PR #2205, opened 2019-07-31
fix site/location build issue

salvadorcunat:
[SmartTrak import]
We were assuming these tables were sorted with their indexes, but it
happens to be false, under some circustances at least, and results in merged or wrong locations/sites.

Simply check the index fixes the issue.

ATM I don't know what makes the index to be unsorted, may be a big number of dive sites, may be editing an old dive point ...

Reported-by: Andreas Hagberg <scubasoft@gmail.com>
Signed-off-by: Salvador Cuñat <salvador.cunat@gmail.com>

- [X] Bug fix
- [ ] Functional change
- [ ] New feature
- [ ] Code cleanup
- [ ] Build system change
- [ ] Documentation change
- [ ] Language translation

### Mentions:

@atdotde

### DIFF
--- a/smtk-import/smartrak.c
+++ b/smtk-import/smartrak.c
@@ -334,8 +334,9 @@ static void smtk_build_location(MdbHandle *mdb, char *idx, struct dive_site **lo
 	if (!table)
 		return;
 
-	for (i = 1; i <= atoi(idx); i++)
+	do {
 		mdb_fetch_row(table);
+	} while (strcasecmp(col[0]->bind_ptr, idx));
 	loc_idx = copy_string(col[2]->bind_ptr);
 	site = copy_string(col[1]->bind_ptr);
 	loc = create_location(strtod(col[6]->bind_ptr, NULL), strtod(col[7]->bind_ptr, NULL));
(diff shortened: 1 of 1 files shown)


bstoeger:
Looks good to me in principle, but what happens if for some crazy reason the index is not found? Looks like an infinite loop to me.

I suggest that we try to handle that situation gracefully, as that shouldn't be too hard.

salvadorcunat:
Hi @bstoeger .
You are right there would be an infinite loop. Take a look to the other patch I've just send.
Nevertheless, the only reasons I can think of for the failure would be a damaged db which should be catch by the previous smtk-open-table() call or a dive reffering to a non existent index which should be really weird as the .slg file would fail on the smarttrak application too.

bstoeger:
> Nevertheless, the only reasons I can think of for the failure would be a damaged db which should be catch by the previous smtk-open-table() call or a dive reffering to a non existent index which should be really weird as the .slg file would fail on the smarttrak application too.

Sure, but since handling it is not hard, I think we should try it. Your patch leaks memory, but it's not terribly important as this is a "shouldn't happen" situation.

atdotde:
I installed the original patch on the web service and this indeed fixes the reporter's problem.

atdotde:
Restarted the Mac build.

PR #2570, opened 2020-01-30
(1) Theme: change color layout.

janiversen:

- [ ] Bug fix
- [ ] Functional change
- [ x] New feature
- [ ] Code cleanup
- [ ] Build system change
- [ ] Documentation change
- [ ] Language translation

### Changes made:

Show the user all colours:

Captura de pantalla 2020-01-30 a las 18 09 06


mobile-widgets/qml/TemplateButton.qml
```diff
@@ -0,0 +1,22 @@
+// SPDX-License-Identifier: GPL-2.0
```
dirkhh: Can we do a single commit that does indeed do the git move and replaces all the uses?
I think that would be preferrable.

mobile-widgets/themeinterface.cpp
```diff
@@ -26,6 +26,7 @@ void themeInterface::setup(QQmlContext *ct)
 	instance()->set_currentScale(qPrefDisplay::mobile_scale());
 }
 
+
```
dirkhh: that's an interesting commit. I think my small cleanup caused your tooling to add this...
obviously this commit should be dropped

mobile-widgets/themeinterface.cpp
```diff
@@ -26,7 +26,6 @@ void themeInterface::setup(QQmlContext *ct)
 	instance()->set_currentScale(qPrefDisplay::mobile_scale());
 }
 
-
```
dirkhh: and that's the other half of it. Please drop as well.

mobile-widgets/qml/Settings.qml
```diff
@@ -139,201 +139,221 @@ TemplatePage {
...
+					currentIndex: (ThemeNew.currentTheme === "Blue") ? 0 :
+								  (ThemeNew.currentTheme === "Pink") ? 1 : 2
+					model: ListModel {
+						   ListElement {text: qsTr("Blue")}
+						   ListElement {text: qsTr("Pink")}
+						   ListElement {text: qsTr("Dark")}
+					}
+					onActivated:  {
+						ThemeNew.currentTheme = currentIndex === 0 ? "Blue" :
+												currentIndex === 1 ? "Pink" : "Dark"
```
dirkhh, line 157: odd whitespace

dirkhh (commented):
a couple of small suggestions for cleanup. but overall good

mobile-widgets/qml/Settings.qml
janiversen: line 149 is alignment (at least in Qt Creator)
line 151-153 is also alignment

Which I thought to be ok (at least you have corrected me, for changing that earlier).

mobile-widgets/qml/TemplateButton.qml
janiversen: Done.

janiversen:
Pushed new version, that hopefully contain all the changes you requested.

janiversen:
Seems I managed to break something by removing the 2 commits, will look at it tomorrow

dirkhh:
looks like you still have a dependency on the `SsrfButton.qml` in your `.qrc` file.

janiversen:
Could not sleep (which is bad because I have a 95m dive tomorrow or Saturday depending on the current), kept thinking about this error. Thanks for pointing me in the right direction.

Force pushed an update, lets see if it compiles, and then back to the sack. It going to be an interesting dive  2x 3mix using sidemount, 1x Air transport (up/down) and 1x 85% O2 for deco. Going in a group of 5.

janiversen:
Looks good, at least no general errors. Going zzz offline.

janiversen:
I assume this PR does not really make sense anymore. I will let the branch stay for a couple of days should I be wrong in my assumption.

PR #2572, opened 2020-01-31
[RFC] Remove plannerShared::instance()

bstoeger:
This class contains only static functions (i.e. it does not contain
any state). There does not seem to be a reason to have an instance
of that class. Therefore, remove the instance() function.

- [ ] Bug fix
- [ ] Functional change
- [ ] New feature
- [x] Code cleanup
- [ ] Build system change
- [ ] Documentation change
- [ ] Language translation

The `plannerShared`[*] class has no state, but rather is a collection of static functions. Currently, there appears to be no reason to keep a global instance of this class. If QML needs it, it can generate its own instance.

Should the plan be to add state to this class, this needs some discussion. The planner state is already splattered over a number of classes, I'm not convinced that splitting this up more is the way to go.

[*] virtually all of our class-names are PascalCase, I see no reason to break this rule.
### Changes made:

Remove `plannerShared::instance()`

### DIFF
--- a/backend-shared/plannershared.cpp
+++ b/backend-shared/plannershared.cpp
@@ -6,12 +6,6 @@
 #include "qt-models/diveplannermodel.h"
 #include "qt-models/cylindermodel.h"
 
-plannerShared *plannerShared::instance()
-{
-    static plannerShared *self = new plannerShared;
-    return self;
-}
-
 // Planning values
 deco_mode plannerShared::planner_deco_mode()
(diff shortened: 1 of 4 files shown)


janiversen:
Yes it can be removed, instance() is a leftover from when plannerShared interacted directly with QML. Thanks for catching that.

bstoeger:
Merge since trivial and no objections.

PR #2574, opened 2020-01-31
Cleanup: remove QMLInterface::instance()

bstoeger:

- [ ] Bug fix
- [ ] Functional change
- [ ] New feature
- [x] Code cleanup
- [ ] Build system change
- [ ] Documentation change
- [ ] Language translation

First of all, I must say that I think the QMLInterface class is quite horrible. Especially these enum things strike me as a remedy that is much worse than the disease.

Let's remove a few of the particularly illogical/inconsistent bits: an instance which is only used once; connecting in a helper function when you could just do in the constructor as we do nearly everywhere else.

This is only compile tested. Given how insane QML is, I wouldn't wonder if it can't handle non-heap allocated objects or the connects() have to be called in a certain way.

Let's see.

### DIFF
--- a/mobile-widgets/qmlinterface.cpp
+++ b/mobile-widgets/qmlinterface.cpp
@@ -81,16 +81,11 @@ QMLInterface::QMLInterface()
 			this, &QMLInterface::display_variationsChanged);
 }
 
-QMLInterface *QMLInterface::instance()
-{
-	static QMLInterface *self = new QMLInterface;
-	return self;
-}
-
 void QMLInterface::setup(QQmlContext *ct)
 {
 	// Register interface class
-	ct->setContextProperty("Backend", QMLInterface::instance());
+	static QMLInterface self;
+	ct->setContextProperty("Backend", &self);
 
 	// Make enums available as types
 	qmlRegisterUncreatableType<QMLInterface>("org.subsurfacedivelog.mobile",1,0,"Enums","Enum is not a type");
@@ -99,7 +94,6 @@ void QMLInterface::setup(QQmlContext *ct)
 	// this is needed in order to load the divesummary page
 	diveSummary::summaryCalculation(0, 3);
 }
-
 
 void QMLInterface::summaryCalculation(int primaryPeriod, int secondaryPeriod)
 {
--- a/mobile-widgets/qmlinterface.cpp
+++ b/mobile-widgets/qmlinterface.cpp
@@ -2,6 +2,85 @@
 #include "qmlinterface.h"
 #include <QQmlEngine>
 
+QMLInterface::QMLInterface()
+{
+	// relink signals to QML
+	connect(qPrefCloudStorage::instance(), &qPrefCloudStorage::cloud_verification_statusChanged,
+		[this] (int value) { emit cloud_verification_statusChanged(CLOUD_STATUS(value)); });
+	connect(qPrefUnits::instance(), &qPrefUnits::duration_unitsChanged,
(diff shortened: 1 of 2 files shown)


mobile-widgets/qmlinterface.cpp
```diff
@@ -2,95 +2,98 @@
...
 
-QMLInterface *QMLInterface::instance()
-{
-	static QMLInterface *self = new QMLInterface;
-	return self;
-}
-
-void QMLInterface::setup(QQmlContext *ct)
+QMLInterface::QMLInterface()
 {
```
janiversen: This is a change I am very uncomfortable with. I had severe problems when testing, which was why I moved the connect to setup. What can indeed be discussed is if setup() should be static.

Also I do not see any special savings by doing it in the constructor.

mobile-widgets/qmlinterface.h
```diff
@@ -81,9 +81,7 @@ class QMLInterface : public QObject {
 	Q_PROPERTY(QStringList diveSummaryText READ diveSummaryText NOTIFY diveSummaryTextChanged);
 
 public:
-	static QMLInterface *instance();
-
-	// function to do the needed setup and do connect of signal/signal
+	// function to do the needed setup
```
janiversen: This is not wrong, but merely a matter of taste. I actually use the public instance() quite a lot when I test and prepare new commits.

janiversen (changes requested):
Deleted to avoid more discussion

bstoeger:
> Seriously if it strikes you as being much worse than a disease

This was an old proverb, from which I thought it was obvious that it is not to be taken literally. The disease standing for passing around strings.

mobile-widgets/qmlinterface.cpp
bstoeger, line 6: Show us these problems and then we can either
1) fix the root cause or
2) document why these connects can't be done in the constructor as we do it virtually everywhere else in the code base unless there are some very specific reasons.

A valid reason might for example be that the connects are dynamic and can be set from multiple places.

janiversen: I am sorry, I am not here to play, QMLInterface represent quite an investment in time and trial/error from my side and it works. I politely offered my opinion, based on my experience in code written by me, nothing more.

But anyhow this is way over my head, I am just a contributor, while you are a committer, giving us quite different levels in the project. If you feel this is the right thing to do, then please go ahead and merge it.

bstoeger:
Jeez. I really dislike merging my own PRs because it violates the four eyes principle. However, I dislike the drama even more - so I will simply merge this. If things break for reasons that I don't yet understand, we'll sort it out, one way or the other. Perhaps with a (partial) revert. At least then things are documented.

Just for the record: I also dislike the way enums are treated in QMLInterface and how every signal has to be caught and reposted using the scheme:
```
        connect(qPrefUnits::instance(), &qPrefUnits::temperatureChanged,
                        [] (int value) { emit instance()->temperatureChanged(TEMPERATURE(value)); });
```
I simply don't understand what problem this is solving compared to simply passing ints or strings. QML is not strongly typed no matter what. With this new ultra-complicated scheme - if we hit a typo - we get an additional message in the log. I'm not seeing a convincing scenario where this would be of crucial importance. If an if-statement takes the wrong turn it should be rather easy to figure out where that happened, isn't it?

If you want strong typing, don't use QML, it's that simple. Use QML as display layer that displays stuff and feed it from C++ where you theoretically have strong typing. I say theoretically, because Qt model/view system is very much based on QVariant. :(

PR #2576, opened 2020-02-01
Help needed: Add CylindersModelFiltered

bstoeger:

- [x] Bug fix
- [ ] Functional change
- [ ] New feature
- [ ] Code cleanup
- [ ] Build system change
- [ ] Documentation change
- [ ] Language translation

Currently, the handling of unused cylinders is completely broken: In `CylindersModel` the right number of cylinders are shown, but the code doesn't account for the fact that the unused cylinders might not be the last cylinders.

As a comment suggests, this should be solved by placing a proxy-model on top of the CylindersModel. This PR does just that. It is a bit inconsistent in how some calls are routed through (those taking indexes as parameter must be of course - the index has to be mapped). For other functions the caller has to access the base model. This is up for debate.

I suspect that this completely breaks the planner, as the planner probably supposes that the indexes are with respect to the list in the core...? Therefore, I need help with testing this.

Moreover, we should discuss if this feature is even worth the complexities. Perhaps we should add a "delete unused cylinders" button (with undo functionality, so no risk) and an "import unused cylinders" flag on import instead?

One advantage of the proxy model as realized here is that we can easily implement sorting of the cylinder list if something like that is even useful?

### Changes made:

1) Implement CylindersModelFiltered
2) Replace CylindersModel by CylindersModelFiltered

### Release note:

Perhaps?

### Mentions:

@atdotde @dirkhh

### DIFF
--- a/backend-shared/plannershared.cpp
+++ b/backend-shared/plannershared.cpp
@@ -126,7 +126,7 @@ void PlannerShared::set_o2narcotic(bool value)
 {
 	qPrefDivePlanner::set_o2narcotic(value);
 	DivePlannerPointsModel::instance()->emitDataChanged();
-	CylindersModelFiltered::instance()->model()->updateBestMixes();
+	DivePlannerPointsModel::instance()->cylindersModel()->model()->updateBestMixes();
 }
 
 double PlannerShared::bottompo2()
@@ -136,7 +136,7 @@ double PlannerShared::bottompo2()
 void PlannerShared::set_bottompo2(double value)
 {
 	qPrefDivePlanner::set_bottompo2((int) (value * 1000.0));
-	CylindersModelFiltered::instance()->model()->updateBestMixes();
+	DivePlannerPointsModel::instance()->cylindersModel()->model()->updateBestMixes();
 }
 
 double PlannerShared::decopo2()
@@ -148,8 +148,8 @@ void PlannerShared::set_decopo2(double value)
 	pressure_t olddecopo2;
 	olddecopo2.mbar = prefs.decopo2;
 	qPrefDivePlanner::instance()->set_decopo2((int) (value * 1000.0));
-	CylindersModelFiltered::instance()->model()->updateDecoDepths(olddecopo2);
-	CylindersModelFiltered::instance()->model()->updateBestMixes();
+	DivePlannerPointsModel::instance()->cylindersModel()->model()->updateDecoDepths(olddecopo2);
+	DivePlannerPointsModel::instance()->cylindersModel()->model()->updateBestMixes();
 }
 
 int PlannerShared::bestmixend()
@@ -159,5 +159,5 @@ int PlannerShared::bestmixend()
 void PlannerShared::set_bestmixend(int value)
 {
 	qPrefDivePlanner::set_bestmixend(units_to_depth(value).mm);
-	CylindersModelFiltered::instance()->model()->updateBestMixes();
+	DivePlannerPointsModel::instance()->cylindersModel()->model()->updateBestMixes();
 }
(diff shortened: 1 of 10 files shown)


dirkhh (commented):
I think conceptually this is the right thing to do.
I have NOT tested this, just read through the code (and didn't find anything obviously wrong)

atdotde:
I have to admit, I have not been able to get the consequences of this fully into my head. And probably I don't  understand something very basic. 
I have not been able to create a situation in the context of the planner in which actually a cylinder is filtered out because it is not used. So I am not sure if I am actually testing anything.
But my suspicion is that in the context of the planner, it does not really make sense to filter unused cylinders: In order to create a new cylinder to be used in the planner, you need to click on the plus button in the cylinder list and then quasi by definition it is not used until we either make a manual segment use it or it is picked up for the ascent by the planner. So it should be visible so one can select it, shouldn't it?

I guess, I need some more instructions how to actually test this.

That said, maybe it is helpful to realise the data flow in the planner (I should say originally conceived by @dirkhh): There is struct dive plan (with items diveplannerpoint for the segments which feature an int cylinderid that refers to the cylinder breathed during that segment). This is also the basis for the diveplannerpointsmodel. And there is the struct dive (with gas change events at t=0 to signal available gases) and both get translated back and forth in the process of planning. The code also uses dive.cylinders[dp.cylinderid] so they indices between the divplan and the dive should be in sync.

I don't know if this is helpful. Maybe we should just speak on the phone to clarify these issues.

bstoeger:
Thanks - I pinged you because I likewise don't even know how to systematically test this. It just happened to me that while testing I suddenly got such an unused cylinder and things went weird then.

The way I understand is that when you add cylinders via the UI, they should be marked as "manually_added" and these cylinders are never hidden. Therefore, I reckon that the only way to get unused cylinders is by import from a dive computer that knows about such things...? So probably this is not even relevant for the planner and we should switch back to the unfiltered model?

Perhaps we really should think about removing the feature in its current form - it apparently didn't work properly and nobody ever complained. Instead, allow the user to remove unused tanks directly at import or later...?

atdotde:
Ah, the planner initializes the cylinders by copying them from the current dive (this way you can have standard sets of deco cylinders and don't have to enter them for each dive anew when you plan them. So, we should create a dive in the log with an unused cylinder and start the planner from there to see if we manage to break something.

atdotde:
A simple way out  might be to ignore the preference for hiding unused cylinders whenever the planner is active and this way force the cylindermodel to be identical to the filtered model?

bstoeger:
> A simple way out might be to ignore the preference for hiding unused cylinders whenever the planner is active and this way force the cylindermodel to be identical to the filtered model?

Or simply use the unfiltered model in the planner to start with? I'm not convinced that we should ever hide cylinders in the planner. I will try to change the PR to do just that.

One thing that makes me wonder is that there hasn't been a single complaint about cylinders missing in the planner - so how common is that phenomenon?

bstoeger:
Alright - here's my attempt at using the filtered version only on the equipment tab, but not in the planner.

Admittedly, the history is now very weird.

I'm still unsure if all of this is the right thing to do - but in principle it shouldn't make things worse tp before.

dirkhh:
@atdotde can you play with this? I never use the planner, so I don't think I would even know how to test this.

bstoeger:
It would be nice if we could come to a decision with this PR. Next logical step would be starting with undo of cylinder-editing. Currently, I'm planning to have undo only in effect for the equipment tab, not the planner. Once that works we can still decide if we need undo at the planner level.

So far nobody commented on the idea of removing the "hide unused cylinder" feature altogether. Perhaps bring it up on the mailing list?

dirkhh:
So based on @atdotde 's comments further up I think we should move forward here - give him a moment to yell stop and then just merge it...

atdotde (approved):
No reason to yell. Go ahead!

PR #2577, opened 2020-02-01
[RFC] Move sorting closer to the core

bstoeger:

- [ ] Bug fix
- [ ] Functional change
- [ ] New feature
- [ ] Code cleanup
- [ ] Build system change
- [ ] Documentation change
- [ ] Language translation
- [x] Refactoring of core logic

Attempts to generate "flattened" versions of the tree model for mobile are complicated by the fact that the tree model is sorted in ascending order. To avoid these mental gymnastics, it would be nice to have the base model sorted in the "correct" way. However, we can't change the sort-order of the core dive list, because the planner needs to know the nitrogen loading incurred by previous dives and assumes ascending order. Therefore, this PR moves the sorting from down from the filter-model to the tree-model. That is of course pretty hairy so comments / testing are needed. Especially the interaction with the undo-commands that add / remove / modify dives needs testing.

Currently, when changing the sorting, the whole base model is reset. This sounds quite ineffective. However, on my run-of-the-mill laptop a full reload including sorting on buddies of a ~4000 dives test log takes less than 40 microseconds.

### Changes made:

1) Move the sorting of the dive model from filter-proxy model to base model

### Release note:

No.

### DIFF
--- a/core/divelist.c
+++ b/core/divelist.c
@@ -1370,7 +1370,7 @@ static int comp_dive_to_trip(struct dive *a, struct dive_trip *b)
 	return comp_dives(a, b->dives.dives[0]);
 }
 
-static int comp_dive_or_trip(struct dive_or_trip a, struct dive_or_trip b)
+int comp_dive_or_trip(struct dive_or_trip a, struct dive_or_trip b)
 {
 	/* we should only be called with both a and b having exactly one of
 	 * dive or trip not NULL. But in an abundance of caution, make sure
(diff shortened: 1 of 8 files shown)


dirkhh (commented):
Brain went 'tilt'.
This trip has been absolutely brutal on my sleep patterns - I don't think I'll be able to review this tonight.
I'm heading back home tomorrow (but on a flight with no internet - boo), so it may take a day or two before I get to this
Sorry.

bstoeger:
No worries - I think there are some fundamental flaws with this approach anyway. I'll have to sleep over this.

bstoeger:
After having pondered over the matter, let's not do this for now. While reimplementing QSortFilterProxyModel may be intellectually stimulating, it's currently just not worth it. Especially since for work related reasons my brain's already busted by Markov chains, geometric series and other entry-level maths, which should be trivial unless you haven't done it for a long time... :-P

PR #2580, opened 2020-02-03
Dive site: ignore dive sites without location in proximity search

bstoeger:
When editing a dive site, the user can search for close dive sites
to merge duplicates. Dive sites without location are treated as
being located at 0N0E. This makes no sense, because:

When selecting a dive site without location, we shouldn't list
dive sites close to 0N0E.

Likewise when having a dive site close to 0N0E, we shouldn't list
dive sites that have no location.

Therefore, ignore these cases.

This also means that now dive sites without location are not
considered as close to other dive sites without location. That
might be a debatable point.

- [x] Bug fix
- [x] Functional change
- [ ] New feature
- [ ] Code cleanup
- [ ] Build system change
- [ ] Documentation change
- [ ] Language translation

This fixes what IMHO is a bug: dive sites without location are considered as located at 0N0E and treated as such. By ignoring dive sites without location this changes the semantics of the close-dive site search: dive sites without location are now not considered as being at the same place. Not sure about that.
### Changes made:

1) Ignore dive sites without location
### Release note:

Done.
### Documentation change:

No.

### DIFF
--- a/CHANGELOG.md
+++ b/CHANGELOG.md
@@ -1,3 +1,4 @@
+Desktop: ignore dive sites without location in proximity search
 Mobile: add personalized option for units
 Mobile: add Dive Summary page
 Mobile: option to reset default cylinder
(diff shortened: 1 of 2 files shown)


dirkhh:
So it appears that now all of the Ubuntu 18.04 based containers are failing.
And the errors that we see make no sense to me.
Why me?

dirkhh (approved):
I think that's more logical than what we have today.

PR #2581, opened 2020-02-03
Cleanup: Dive sites: select each dive site only once

bstoeger:
After selecting dives, the selected dive sites are collected.
This was done using the selectionModel()->selection().indexes(),
which is wrong, because it gives one index per row *and* column.
Accordingly, every dive site was added numerous times to the
array of dive sites to be selected. Change this to
selectionModel()->selectedRows(), which gives one entry per row.

Moreover, if multiple dives with the same site were selected,
this site was also added to the array multiple times. Therefore,
check the array before adding sites.

Note that all this should not change the user experience in
any way, it is only a code-hygiene thing.

- [ ] Bug fix
- [ ] Functional change
- [ ] New feature
- [x] Code cleanup
- [ ] Build system change
- [ ] Documentation change
- [ ] Language translation

This is only a code-hygiene thing. Don't select the same dive site numerous times. Details in the commit description.

### DIFF
--- a/desktop-widgets/divelistview.cpp
+++ b/desktop-widgets/divelistview.cpp
@@ -555,10 +555,10 @@ void DiveListView::selectionChangeDone()
 	// by the selected dives.
 	if (!DiveFilter::instance()->diveSiteMode()) {
 		QVector<dive_site *> selectedSites;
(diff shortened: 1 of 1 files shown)


dirkhh (approved):
that looks good

PR #2582, opened 2020-02-03
Cleanup: don't initialize DivePlannerPointsModel at startup

bstoeger:
The whole point of having X::instance() functions is to solve
the infamous "Static Initialization Order Fiasco": When having
global objects in different translation units, their order
of initialization is undefined. Thus, when these objects access
each other one cannot guarantee the correct order of
initialization. The X::instance() functions generate the objects
on first use.

DivePlannerPointsModel has such an instance() function. However,
for convenience(?) in diveplanner.cpp we find the global variable
 static DivePlannerPointsModel* plannerModel =
	DivePlannerPointsModel::instance();
Thus, the DivePlannerPointsModel constructor is run before main(),
negating the whole purpose of the instance() function.

Let's remove this line to avoid hard-to-debug startup issues.

- [ ] Bug fix
- [ ] Functional change
- [ ] New feature
- [x] Code cleanup
- [ ] Build system change
- [ ] Documentation change
- [ ] Language translation

When making the CylindersModel a subobject of the DivePlannerPointsModel, the application crashed on startup. Turns out we initialize DivePlannerPointsModel before main() leading to the infamous "Static Initialization Order Fiasco".

Fix it.

### DIFF
--- a/desktop-widgets/diveplanner.cpp
+++ b/desktop-widgets/diveplanner.cpp
@@ -24,8 +24,6 @@
 #define MAX_DEPTH M_OR_FT(150, 450)
 #define MIN_DEPTH M_OR_FT(20, 60)
 
-static DivePlannerPointsModel* plannerModel = DivePlannerPointsModel::instance();
-
 DiveHandler::DiveHandler() : QGraphicsEllipseItem()
 {
 	setRect(-5, -5, 10, 10);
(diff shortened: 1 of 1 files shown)


dirkhh (approved):
That seems very reasonable

bstoeger:
Could we commit? I'd like to "unglobalize" the CylindersModel at some point.

atdotde:
This is beyond my payscale. So, yes, go ahead.

atdotde (approved):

Your assignment: Copy every line of the entries above in which "thought" occurs.

Written answer:
Which I thought to be ok (at least you have corrected me, for changing that earlier).
This was an old proverb, from which I thought it was obvious that it is not to be taken literally. The disease standing for passing around strings.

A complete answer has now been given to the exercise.